• **What to work on**
Please copy each line in the records below that contains the string "adding".

• **Records supplied**
···

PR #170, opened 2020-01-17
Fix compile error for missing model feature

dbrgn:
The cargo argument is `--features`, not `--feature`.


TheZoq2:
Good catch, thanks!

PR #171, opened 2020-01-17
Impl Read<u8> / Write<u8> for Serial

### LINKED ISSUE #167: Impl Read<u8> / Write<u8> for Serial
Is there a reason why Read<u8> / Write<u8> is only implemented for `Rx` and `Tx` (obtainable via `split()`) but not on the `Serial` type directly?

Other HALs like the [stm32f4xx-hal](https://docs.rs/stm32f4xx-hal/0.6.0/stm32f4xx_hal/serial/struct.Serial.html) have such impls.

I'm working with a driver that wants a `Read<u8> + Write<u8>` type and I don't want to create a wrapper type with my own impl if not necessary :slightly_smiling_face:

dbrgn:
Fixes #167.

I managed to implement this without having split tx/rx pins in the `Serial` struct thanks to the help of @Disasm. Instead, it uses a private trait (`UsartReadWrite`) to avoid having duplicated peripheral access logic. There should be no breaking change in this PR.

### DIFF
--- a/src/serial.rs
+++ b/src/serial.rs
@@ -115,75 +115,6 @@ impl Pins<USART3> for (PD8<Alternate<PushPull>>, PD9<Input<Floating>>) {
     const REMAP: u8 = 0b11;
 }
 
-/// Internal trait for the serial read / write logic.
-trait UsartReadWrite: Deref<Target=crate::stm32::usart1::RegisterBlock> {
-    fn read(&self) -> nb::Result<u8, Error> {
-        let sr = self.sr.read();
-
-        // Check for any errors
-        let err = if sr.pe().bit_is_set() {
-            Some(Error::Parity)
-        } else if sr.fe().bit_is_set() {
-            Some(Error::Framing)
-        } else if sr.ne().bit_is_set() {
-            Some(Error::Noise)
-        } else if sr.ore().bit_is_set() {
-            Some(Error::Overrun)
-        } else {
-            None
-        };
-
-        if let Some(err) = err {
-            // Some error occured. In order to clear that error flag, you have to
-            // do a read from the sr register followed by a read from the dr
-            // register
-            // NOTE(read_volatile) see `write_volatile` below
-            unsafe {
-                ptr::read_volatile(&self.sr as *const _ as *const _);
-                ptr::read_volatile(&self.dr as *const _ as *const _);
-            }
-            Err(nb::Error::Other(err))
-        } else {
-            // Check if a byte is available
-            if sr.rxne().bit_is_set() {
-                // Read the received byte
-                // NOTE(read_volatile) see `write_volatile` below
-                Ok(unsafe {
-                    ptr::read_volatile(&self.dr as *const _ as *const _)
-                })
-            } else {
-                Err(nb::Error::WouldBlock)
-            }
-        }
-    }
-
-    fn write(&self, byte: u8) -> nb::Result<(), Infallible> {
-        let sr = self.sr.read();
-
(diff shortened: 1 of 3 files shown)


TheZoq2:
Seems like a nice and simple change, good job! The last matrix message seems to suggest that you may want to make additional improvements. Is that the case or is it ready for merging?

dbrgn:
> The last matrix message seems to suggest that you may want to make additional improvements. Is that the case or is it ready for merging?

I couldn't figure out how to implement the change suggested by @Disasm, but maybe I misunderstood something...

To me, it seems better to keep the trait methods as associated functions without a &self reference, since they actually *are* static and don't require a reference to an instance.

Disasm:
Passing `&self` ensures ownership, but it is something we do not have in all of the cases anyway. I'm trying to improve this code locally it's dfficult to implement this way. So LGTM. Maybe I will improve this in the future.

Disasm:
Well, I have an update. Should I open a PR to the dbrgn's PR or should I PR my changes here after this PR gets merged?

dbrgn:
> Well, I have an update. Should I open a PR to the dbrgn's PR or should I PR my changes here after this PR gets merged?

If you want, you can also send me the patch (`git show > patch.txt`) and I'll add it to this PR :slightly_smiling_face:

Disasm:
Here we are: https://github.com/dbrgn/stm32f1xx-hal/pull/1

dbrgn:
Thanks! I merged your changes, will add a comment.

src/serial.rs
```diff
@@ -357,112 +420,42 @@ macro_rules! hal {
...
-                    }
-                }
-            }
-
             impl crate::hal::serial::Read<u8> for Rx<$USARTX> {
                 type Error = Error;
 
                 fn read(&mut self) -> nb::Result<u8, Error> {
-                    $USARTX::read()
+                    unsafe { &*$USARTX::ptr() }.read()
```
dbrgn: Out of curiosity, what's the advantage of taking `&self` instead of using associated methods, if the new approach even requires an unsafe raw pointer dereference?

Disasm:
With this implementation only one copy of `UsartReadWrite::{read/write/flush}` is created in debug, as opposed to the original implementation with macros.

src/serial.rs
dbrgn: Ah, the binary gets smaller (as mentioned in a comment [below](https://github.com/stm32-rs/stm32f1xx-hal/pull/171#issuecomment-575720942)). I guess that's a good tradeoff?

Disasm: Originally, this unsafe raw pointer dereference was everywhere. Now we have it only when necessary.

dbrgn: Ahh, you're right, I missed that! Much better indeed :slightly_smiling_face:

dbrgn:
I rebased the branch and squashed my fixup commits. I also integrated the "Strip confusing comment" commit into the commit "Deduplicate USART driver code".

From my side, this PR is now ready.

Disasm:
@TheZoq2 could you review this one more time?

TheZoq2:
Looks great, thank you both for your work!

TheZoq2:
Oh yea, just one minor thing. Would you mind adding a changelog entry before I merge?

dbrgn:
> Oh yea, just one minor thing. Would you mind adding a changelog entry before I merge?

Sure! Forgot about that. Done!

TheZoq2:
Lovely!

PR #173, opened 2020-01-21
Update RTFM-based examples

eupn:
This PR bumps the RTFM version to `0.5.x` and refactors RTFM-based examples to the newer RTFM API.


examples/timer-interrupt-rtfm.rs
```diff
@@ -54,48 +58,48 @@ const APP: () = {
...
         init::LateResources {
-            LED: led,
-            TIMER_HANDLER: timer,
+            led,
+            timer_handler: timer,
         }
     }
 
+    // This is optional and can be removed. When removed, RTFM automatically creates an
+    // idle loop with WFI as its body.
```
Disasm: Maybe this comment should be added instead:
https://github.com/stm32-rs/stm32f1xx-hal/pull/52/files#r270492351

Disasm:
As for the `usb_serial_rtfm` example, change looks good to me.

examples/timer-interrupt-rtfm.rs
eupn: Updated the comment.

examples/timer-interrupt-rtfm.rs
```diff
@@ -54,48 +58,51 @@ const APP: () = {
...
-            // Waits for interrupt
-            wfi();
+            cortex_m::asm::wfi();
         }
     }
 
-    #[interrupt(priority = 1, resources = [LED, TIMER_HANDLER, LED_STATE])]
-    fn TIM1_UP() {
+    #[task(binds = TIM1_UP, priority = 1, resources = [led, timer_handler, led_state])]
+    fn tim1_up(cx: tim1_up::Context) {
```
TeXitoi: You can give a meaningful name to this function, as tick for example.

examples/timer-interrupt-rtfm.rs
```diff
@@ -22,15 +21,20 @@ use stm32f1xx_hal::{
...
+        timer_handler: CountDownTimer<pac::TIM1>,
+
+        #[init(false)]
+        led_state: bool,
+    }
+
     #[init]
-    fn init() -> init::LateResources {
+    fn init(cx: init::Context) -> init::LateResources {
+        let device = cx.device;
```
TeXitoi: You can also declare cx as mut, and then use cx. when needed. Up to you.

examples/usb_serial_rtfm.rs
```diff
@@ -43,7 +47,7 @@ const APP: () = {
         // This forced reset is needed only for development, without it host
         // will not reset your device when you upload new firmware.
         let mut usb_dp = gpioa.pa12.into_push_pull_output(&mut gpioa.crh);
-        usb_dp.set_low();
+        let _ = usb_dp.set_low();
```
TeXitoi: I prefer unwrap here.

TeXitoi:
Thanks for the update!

···

• **Solution below**
Oh yea, just one minor thing. Would you mind adding a changelog entry before I merge?
> Oh yea, just one minor thing. Would you mind adding a changelog entry before I merge?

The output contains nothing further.